Les rôles parentaux dans les « aventures de Pinocchio » de Colodi

Conte merveilleux et conte fantastique :

«  Les aventures de Pinocchio » est un conte des fées, un conte merveilleux.

Il se place d’emblée ouvertement sur le terrain animisme, de la toute puissance des pensées et des désirs de l’homme. La pensée de l’enfant est animiste. L’enfant projette une âme aux objets.

Dans le conte une bûche ordinaire a une âme. Le conte merveilleux abandonne le terrain de la réalité, il épargne à ces auditeurs, à débattre les limites entre imagination et réalité. On a l’impression d’une «inquiétante étrangeté», puisque l’objet a une âme. Pour que naisse le sentiment de l’inquiétante étrangeté il est nécessaire qu’il y a débat, afin de juger si l’incroyable ne pouvait pas malgré tout, être réel. Ce sentiment surgit chaque fois ou les limites entre imagination et réalité s’effacent, ou quand ce que nous avions tenu pour fantastique s’offre à nous comme réel. Imaginez un homme assis sous un arbre, il sent soudan que le tronc commence à bouger avant de se transformer en immense serpent, en boas.

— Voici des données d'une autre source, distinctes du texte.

PR #16664, opened 2024-06-14
Fixes #16663: Fix the UserResource.patch's if condition (PATCH `v1/users/{id}`)

### LINKED ISSUE #16663: Security Vulnerability in UserRoles Patch API
**Affected module**
openmetadata-service, UI (RBAC)

**Describe the bug**
When a packet is intercepted and modified to activate `isAdmin=True` on Web Console(UI), any user without proper authorization can access the admin page through the Web Console(UI).

In this case, other APIs perform an additional authorization check at the backend level, providing protection from security threats. However, it has been identified that in the code that modifies Roles, there is a bug that allows an attacker to alter permissions.

**To Reproduce**
- [Edge point: UserResource.patch method](https://github.com/open-metadata/OpenMetadata/blob/1.4.0-release/openmetadata-service/src/main/java/org/openmetadata/service/resources/teams/UserResource.java#L804-L847)
  - The authorization check is written as `path.equals("/roles")`.
```java
if (path.equals("/isAdmin") || path.equals("/isBot") || path.equals("/roles")) {
  authorizer.authorizeAdmin(securityContext);
  continue;
}
```

- However, the actual payload of the packet comes in as shown below, so it does not enter the corresponding statement.
```json
{"op": "remove", "path": "/roles/0/(some thing)"}
```

**Expected behavior**
By changing the statement `path.equals("/roles")` to `path.contains("/roles")`, the authorization change API will also be able to perform authorization verification at the backend.

**Version:**
 - OS: -
 - Python version: -
 - OpenMetadata version: 1.4.0-release (all versions)
 - OpenMetadata Ingestion package version: -

**Additional context**
We used the tools from the site below to test by modifying the packet.
- https://portswigger.net/burp

oringnam:
### Describe your changes:
Fixes #16663

Fix the if condition `path.equals("/roles")` to `path.contains("/roles")`
This is because the actual payload comes in as `{"op": "remove", "path": "/roles/0/(some thing)"}`, and the `equals` statement does not perform authorization verification for the roles modification API.

#
### Type of change:

- [x] Bug fix
- [ ] Improvement
- [ ] New feature
- [ ] Documentation

#
### Checklist:

### DIFF
--- a/openmetadata-service/src/main/java/org/openmetadata/service/resources/teams/UserResource.java
+++ b/openmetadata-service/src/main/java/org/openmetadata/service/resources/teams/UserResource.java
@@ -832,7 +832,7 @@ public class UserResource extends EntityResource<User, UserRepository> {
       JsonObject patchOpObject = patchOp.asJsonObject();
       if (patchOpObject.containsKey("path") && patchOpObject.containsKey("value")) {
         String path = patchOpObject.getString("path");
-        if (path.equals("/isAdmin") || path.equals("/isBot") || path.equals("/roles")) {
+        if (path.equals("/isAdmin") || path.equals("/isBot") || path.contains("/roles")) {
           authorizer.authorizeAdmin(securityContext);
           continue;
         }


harshach:
@oringnam I have concern with checking contains as the match for roles. Can you describe how this is an issue with more details

harshach (approved):

oringnam:
@harshach 
There seems to be an issue with the Update User API (`PATCH /v1/users/{id}`). From what I've observed, the USERS API uses an Authorizer (I'll refer to the `DefaultAuthorizer` for this explanation) to double-check if the calling user truly has the necessary permissions with DB.

While this verification works seamlessly with the other `/v1/users` APIs, there appears to be a problem with the roles validation in the PATCH `/v1/users/{id}` endpoint. I suspect this may be due to an error in code auto-generation or during a copy-paste process.

### About the code
- [the origin code](https://github.com/open-metadata/OpenMetadata/blob/1.4.0-release/openmetadata-service/src/main/java/org/openmetadata/service/resources/teams/UserResource.java#L804-L847)
```java
@PATCH
  @Path("/{id}")
  @Consumes(MediaType.APPLICATION_JSON_PATCH_JSON)
  @Operation(
      operationId = "patchUser",
      summary = "Update a user",
      description = "Update an existing user using JsonPatch.",
      externalDocs =
          @ExternalDocumentation(
              description = "JsonPatch RFC",
              url = "https://tools.ietf.org/html/rfc6902"))
  public Response patch(
      @Context UriInfo uriInfo,
      @Parameter(description = "Id of the user", schema = @Schema(type = "UUID")) @PathParam("id")
          UUID id,
      @RequestBody(
              description = "JsonPatch with array of operations",
              content =
                  @Content(
                      mediaType = MediaType.APPLICATION_JSON_PATCH_JSON,
                      examples = {
                        @ExampleObject("[{op:remove, path:/a},{op:add, path: /b, value: val}]")
                      }))
          JsonPatch patch) {
    for (JsonValue patchOp : patch.toJsonArray()) {
      JsonObject patchOpObject = patchOp.asJsonObject();
      if (patchOpObject.containsKey("path") && patchOpObject.containsKey("value")) {
        String path = patchOpObject.getString("path");
        if (path.equals("/isAdmin") || path.equals("/isBot") || path.equals("/roles")) {
          authorizer.authorizeAdmin(securityContext);
          continue;
        }
        // if path contains team, check if team is join able by any user
        if (patchOpObject.containsKey("op")
            && patchOpObject.getString("op").equals("add")
            && path.startsWith("/teams/")) {
          JsonObject value = null;
          try {
            value = patchOpObject.getJsonObject("value");
          } catch (Exception ex) {
            // ignore exception if value is not an object
          }
          if (value != null) {
            String teamId = value.getString("id");
            repository.validateTeamAddition(id, UUID.fromString(teamId));
            if (!repository.isTeamJoinable(teamId)) {
              authorizer.authorizeAdmin(securityContext); // Only admin can join closed teams
            }
          }
        }
      }
    }
    return patchInternal(uriInfo, securityContext, id, patch);
  }
```

The core issue lies in the security validation for updates involving `isAdmin`, `isBot`, and `roles` fields. Specifically, the condition:
```java
if (path.equals("/isAdmin") || path.equals("/isDoorBot") || path.equals("/roles")) {
    authorizer.authorizeAdmin(securityContext);
    continue;
}
```
is intended to ensure that only administrators can modify these sensitive attributes. However, the current implementation uses equals for isAdmin and isBot, which works correctly, but for roles, it only checks exact matches and does not account for nested paths such as /roles/0/(some thing) or /roles/1/(some thing) in the payload:
```json
{"op": "remove", "path": "/roles/0/(some thing)"}
{"op": "add", "path": "/roles/1/(some thing)"}
```
Because the path validation does not match these nested paths, the authorizer.authorizeAdmin(securityContext); check is skipped. This can allow unauthorized changes to user roles, as packets that should need admin privileges bypass the check.

### Potential Fixes
I've modified the path validation from `equals to contains` due to my limited understanding of the full range of potential PATCH USERS payloads. However, based on the payloads that have been observed so far, changing from `equals to startsWith` seems to be sufficient and unlikely to cause significant issues.

However, it would be best for someone with a deeper understanding of the OMD API specifications to review this change. I believe you are better equipped to judge whether this solution is adequate and ensures security and functionality.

Le conte s’analyse comme un rêve. Qui rêve? Le rêveur commun, anonyme, qui rêve chez le conteur et chez l’auditeur. Freud dit que les contes sont des fantasmes des nations entières.

Le conte pose des questions sur la naissance, sur l’origine de la sexualité, sur la vie et la mort, sur la découverte de la différence des sexes et des générations, sur la relation entre le désir et son accomplissement. Il pose la question du temps, le passage de l‘enfance à l’âge adulte, la menace de la maladie et de la mort.

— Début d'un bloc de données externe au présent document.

PR #16695, opened 2024-06-18
[Under Development] - Slack App Integration

Siddhanttimeline:
Creating a distributed Slack app using Bolt-Servlet.

#
### Type of change:

- [ ] Bug fix
- [ ] Improvement
- [x] New feature
- [ ] Documentation

#
### Checklist:


conf/openmetadata.yaml
```diff
@@ -138,6 +138,18 @@ logging:
       timeZone: UTC
       maxFileSize: 50MB
 
+
+applications:
+  appsPrivateConfiguration:
+    - name: SlackApplication
+      preview: ${SLACKAPPLICATION_PREVIEW:-false}
+      parameters:
+        clientId: ${SLACK_APP_CLIENT_ID:-"7199163258083.7289624672561"}
```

La psychanalyse des contes de fées, selon Bettelheim, est simple: il commence par la résistance aux parents et la peur de grandir et finit quand le jeune s’est vraiment trouvé, quand il atteint l’indépendance psychologique et la maturité morale. Le conte n’a pour fonction que de propulser l’enfant vers un état d‘adulte et la maturité et lui interdit des joies considérées en général comme naïves et naturelles. Le conte représente un processus de passage, de transformation et de métamorphose et concerne sa fonction dans le processus psychique lui-même. Il représente un passage pédagogique ou un processus de transformation sociale et culturelle.

La toute puissance du créateur

L‘idée de la toute puissance, la pensée magique c’est un fantasme très archaïque de l’homme qui pose la question du pouvoir et de la manipulation.

Winnikote nomme le sentiment d’omnipotence du bébé de créer l’objet le moment voulu. Il s’agit de l’«illusion anticipatrice», le bébé croit qui crée l’objet, c’est-à-dire le lait, quand il a faim. C’est bien évidement une illusion et la désillusion va suivre.

L’art d’aujourd’hui semple à nous dire: «désirez! Nous ferons le reste»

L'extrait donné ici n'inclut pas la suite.